Deferred Prosecution Agreements
On Monday 30th November, the President of The Queen’s Bench Division (The Rt. Hon. Sir Brian Leveson) sitting in The Crown Court at Southwark approved this jurisdiction’s first deferred prosecution agreement, upon the application of the SFO in respect of potential proceedings against Standard Bank PLC for failing to prevent bribery contrary to s.7 of The Bribery Act 2010.
In handing down his judgment approving the DPA which had been agreed between the parties Sir Brian Leveson P also made public his judgment of 4th November in which he had indicated his provisional approval of the proposed DPA.
From those judgments the following principles are clear:
- The DPA must be in the interests of justice.
- The first consideration in determining this is the seriousness of the conduct as “the more serious the offence, the more likely it is that prosecution will be required in the public interest and the less likely it is that a DPA will be in the interests of justice”.
- The fact that Standard Bank immediately reported itself to the authorities and adopted a genuinely proactive approach to the matter was the second significant feature in favour of a DPA.

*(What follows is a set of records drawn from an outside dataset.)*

PR #97, opened 2022-09-25
Add Rust fmt rules to format imports

mxpv:
This is a follow up for discussion here: https://github.com/containerd/rust-extensions/pull/95#discussion_r978213442 whether its possible to format imports.
Actually turns out there is a way to enforce it, however the majority of config
items remain unstable, so we have to call cargo fmt with `+nightly` switch.

See new [rustfmt.toml](https://github.com/containerd/rust-extensions/blob/3e521ff3b53f50b6658efa4d91be63bd9f49b65c/rustfmt.toml)

@Burning1020 WDYT?

### DIFF
--- a/.github/workflows/ci.yml
+++ b/.github/workflows/ci.yml
@@ -22,9 +22,13 @@ jobs:
           repo-token: ${{ secrets.GITHUB_TOKEN }}
       - run: cargo check --examples --tests --all-targets
       - run: cargo check --examples --tests --all-targets --all-features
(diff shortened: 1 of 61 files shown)


Burning1020:
Thanks for your work @mxpv 
I agree to add these config items despit of its instability.

Burning1020 (commented):
Thanks for your work @mxpv
I agree to add these config items despit of its instability.

Burning1020 (approved):
lgtm

PR #98, opened 2022-09-27
Remove generated code from shim-protos (and fix CI)

mxpv:
While working on https://github.com/containerd/rust-extensions/pull/97 I found an interesting issue. Since we currently commit all generated code, we should pin protobuf version to be exactly `3.1.0`. Otherwise, whenever Protobuf crate gets updated, `shim-protos` will be broken with something like:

- Thirdly the fact that Standard Bank had no history of similar conduct involving prior criminal or civil actions against it was another element in favour of the approval of a DPA (the court distinguished prior regulatory enforcement against the Bank brought by the FCA in respect of its inadequate anti-money laundering procedures).

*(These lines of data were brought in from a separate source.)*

PR #100, opened 2022-10-20
fix container process with stdout killed by sigpipe when containerd was stopped

zzyyzte:
fix container process with stdout killed by sigpipe when containerd was stopped

### DIFF
--- a/crates/runc-shim/src/common.rs
+++ b/crates/runc-shim/src/common.rs
@@ -20,7 +20,6 @@ use containerd_shim::{
     api::{ExecProcessRequest, Options},
     io::Stdio,
     io_error, other, other_error,
-    util::IntoOption,
     Error,
 };
 use log::{debug, warn};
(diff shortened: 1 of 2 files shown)


crates/runc-shim/src/common.rs
```diff
@@ -93,13 +92,15 @@ pub fn create_io(
...
-            stderr: stdio.stderr.to_string().none_if(|x| x.is_empty()),
+        let opts = IOOption {
+            open_stdin: !stdio.stdin.is_empty(),
+            open_stdout: !stdio.stdout.is_empty(),
+            open_stderr: !stdio.stderr.is_empty(),
         };
+        let io = PipedIo::new(_io_uid, _io_gid, &opts).unwrap();
+
         pio.io = Some(Arc::new(io));
-        pio.copy = false;
```
Burning1020, line 102: Instead of piping io, we have a different direct IO solution: https://github.com/containerd/rust-extensions/pull/24#issuecomment-1040619960.

Burning1020 (changes requested):

Burning1020:
Could you add some details like bug description, containerd log output?

mxpv:
ping @zzyyzte are you still interested in contributing this?

zzyyzte:
yes, but I can't remember exactly how this problem came about...

Burning1020:
@zzyyzte @mxpv I knew this problem exactly. This issus is caused by closing the "read" side of io fifo when containerd stopped. Read side should be opened in shim when is copy io is disabled. I'll fix this.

- The fourth factor which the court had regard to was the fact that the organisation was now a different corporate entity from that which had committed the offence.
The terms of the DPA must be fair, reasonable and proportionate:
- It must be of sufficient length that the proposed terms are effective and their aims accomplishable
- The Act favours compensation, which must be commensurate with the loss suffered
- Disgorgement of profit so as to remove any benefit is specifically encouraged by the statute
- The requirement to pay a financial penalty broadly comparable to the fine which a court would have imposed is a fourth important feature. In this case the court conducted a careful analysis of the Sentencing Council Guideline and considered the cases of R v Innospec Ltd (26th March 2010 Southwark CC) and R v Thames Water Utilities Ltd  EWCA Crim 960.
- Co-operation and future corporate compliance are further important features of a DPA.
- The payment of the prosecutor’s reasonable costs are another legitimate requirement of a DPA.
The court retains control of the process and must “examine the proposed agreement in detail, decide whether the statutory conditions are satisfied and, if appropriate, approve the DPA.”
In what was clearly the court’s express approval not just for the DPA in this case but for the concept of DPAs Sir Brian expressed himself thus in both judgments: “I have no doubt that Standard Bank has far better served its shareholders, its customers and its employees (as well as all those with whom it deals) by demonstrating its recognition of its serious failings and its determination in the future to adhere to the highest standards of banking. Such an approach can itself go a long way to repairing and, ultimately, enhancing its reputation and, in consequence its business.”